Live Nation and its Ticketmaster subsidiary are continuing to grapple with congressional scrutiny (and fan pushback) following the much-publicized Eras Tour ticketing fiasco, as lawmakers are now demanding a “staff briefing” with the company.
This latest call for Live Nation to provide information to Congress came specifically from the House’s Energy and Commerce Committee, which forwarded a letter to the Ticketmaster parent’s president and CEO, Michael Rapino. For reference, all manner of Swifties became outraged last month after they were unable to secure passes to the concert series even with pre-sale codes.
Ticketmaster ultimately canceled the public on-sale altogether owing to “insufficient remaining ticket inventory,” and Live Nation’s chairman apologized for the debacle (Taylor Swift appeared to place the blame squarely on the company) in an interview. But the latter, not to mention multiple explanations from Ticketmaster, failed to stem the tide of criticism against the Beverly Hills-based promoter.

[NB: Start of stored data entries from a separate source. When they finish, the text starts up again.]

PR #10990, opened 2025-11-07
fix: handle empty data object

jamil314:
## Description

## Checklist

### DIFF
--- a/packages/client/src/v2-events/features/events/registered-fields/Search.tsx
+++ b/packages/client/src/v2-events/features/events/registered-fields/Search.tsx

On this front, the Senate closed out November by unveiling a hearing on “the lack of competition in the ticketing industry,” whereas irked Swifties kicked off December by suing Ticketmaster over its business practices. Meanwhile, it came to light amid the immediate fallout of the Eras Tour ticket sale that the Justice Department had reportedly launched an antitrust investigation into Live Nation and Ticketmaster (which merged in 2010) earlier in 2022.
And as disclosed at the outset, the House is officially getting in on the regulatory action by formally calling for a “staff briefing” with Live Nation.
“The recent pre-sale ticketing process for Taylor Swift’s upcoming Eras tour— in which millions of fans endured delays, lockouts, and competition with aggressive scammers, scalpers, and bots— raises concerns over the potential unfair and deceptive practices that face consumers and eventgoers,” begins the House committee’s more than 550-word-long letter to Rapino.
The message then highlights some of the other steps taken by Congress “to address anticonsumer practices in this space,” including 2016’s Better Online Ticket Sales (BOTS) Act and separate congressional inquiries. Lastly, the lawmakers indicated that they expect the briefing to occur by next Thursday, December 15th, and to encompass “an update on actions the company has taken to maximize the experiences of average consumers.”
As part of said update, the text specifically identifies an anticipated discussion pertaining to “additional fees, insider reserves, dynamic pricing, restrictions on transferability, limited ticket availability, speculative ticketing, verified fan program requirements, and scalping by bots and other scammers.”
At the time of this writing, neither Rapino nor Live Nation itself (which posted a year-over-year revenue jump in Q3) appeared to have publicly responded to the committee’s letter. In late November, a Citi analyst expressed the belief that a Live Nation-Ticketmaster split was highly unlikely despite the federal government’s reported ongoing investigation.